Why is Digital Literacy Important?
Digital Literacy is one component of Digital Citizenship.
Literacy skills have always been important. In centuries past, people communicated via letters. These letters soon turned into telegraph messages. From there we advanced to the telephone, internet and then text messaging via a phone. Today's options for communication far outweigh the one or two of generations pasts. "Children learn these skills as part of their lives, like language, which they learn without realizing they are learning it." (N. Andersen, New Media and New Media Literacy: The Horizon Has Become the Landscape—New Media Are Here,; report produced by Cable in the Classroom, 2002, pp. 30–35) Students today learn in ways that their teachers could not even imagine decades ago when they were in school. Students learn technology just like they do the spoken language, by doing and today it is not uncommon for a 3 year old to have some basic knowledge regarding how to get on to the computer and load a game (hopefully educational). The way students learn and their abilities to showcase their learning has surpassed the years of book reports, posters, and shoe box representations. "We will not be able to achieve a liberating, collective intelligence until we can achieve a collective digital literacy, and we have now, more than ever, perhaps, the opportunity and the technologies to assist us in the human project of shaping, creating, authoring and developing ourselves as the formers of our own culture. To this end, we must create the conditions for people to become wise in their own way." (Poore, M. (2011). Digital Literacy: Human Flourishing and Collective Intelligence in a Knowledge Society. Australian Jouranal of Language and Literacy, 19 (2),20-26.)
- Digital literacy is one component of being a digital citizen - a person who is responsible for how they utilize technology to interact with the world around them.
- Digital technology allows people to interact and communicate with family and friends on a regular basis due to the "busy constraints" of today's world.
- Not only do white-collar jobs require digital literacy in the use of media to present, record and analyze data, but so do blue-collar jobs who are looking for way to increase productivity and analyze market trends, along with increase job safety.
The 21st Century Brain
Students now learn in a new way, never seen before!
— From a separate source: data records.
PR #1246, opened 2021-12-24
Fix hover preview height

hrsh7th:
The `l:contents` is group of contents so we should use `l:lines` as previewheight.

### DIFF
--- a/autoload/lsp/internal/document_hover/under_cursor.vim
+++ b/autoload/lsp/internal/document_hover/under_cursor.vim
@@ -101,18 +101,19 @@ function! s:show_preview_window(server_name, request, response) abort
         return
     endif
 
+    let l:lines = lsp#utils#_split_by_eol(join(l:contents, "\n\n"))
     let l:view = winsaveview()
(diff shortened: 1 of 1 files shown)


autoload/lsp/internal/document_hover/under_cursor.vim
```diff
@@ -101,18 +101,19 @@ function! s:show_preview_window(server_name, request, response) abort
         return
     endif
 
+    let l:lines = lsp#utils#_split_by_eol(join(l:contents, "\n\n"))
```
mattn, line 104: What do you mean this "\n\n" ?

hrsh7th: The `l:contents` is meant the `multiple grouped contents`. So I think the `\n\n` is needed to separate content groups.

mattn: Ah, make sense.

mattn (approved):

Students in this modern world need to utilize all of the higher order thinking skills taught to students in previous times. As the illustration at the left illustrates, the one missing component in how teachers view students' learning today is the internet and its' endless possibilities in motivating and intriguing the young mind. Students for centuries have been taught and encouraged to evaluate, apply, analyze and synthesize knowledge. Today's students are able to use the internet to research and find text sources, videos, pod casts and presentations related to anything they would like to learn about. The big catch is, can this "Google, yahoo" part of the brain begin to differentiate what resources they consume online are valid or not. Can this "goggle, yahoo" part of the brain create new meaning from the authentic sources they read? Will this "goggle, yahoo" part of the brain lead to great innovations and discoveries that help humans understand their place in the world and make life easier for all our world's citizens? Technology is a lovely asset to any classroom, but in a global community, will students transfer their learning beyond their community? Educators around the globe will be tuned in to find the answers to these questions in the years ahead.
gbwhitby discusses on YouTube how the DNA of education has changed over the years. Students today are learning in ways that are not similar to how we learned years ago. He recognizes that many schools are still teaching tin the same ways students were taught decades ago and states the importance of changing this DNA of learning to meet the needs of our learners. In gbwhitby's words " we are all co-constructors of meaning" and he would like to us utilize the internet to share our constructs of learning with each other.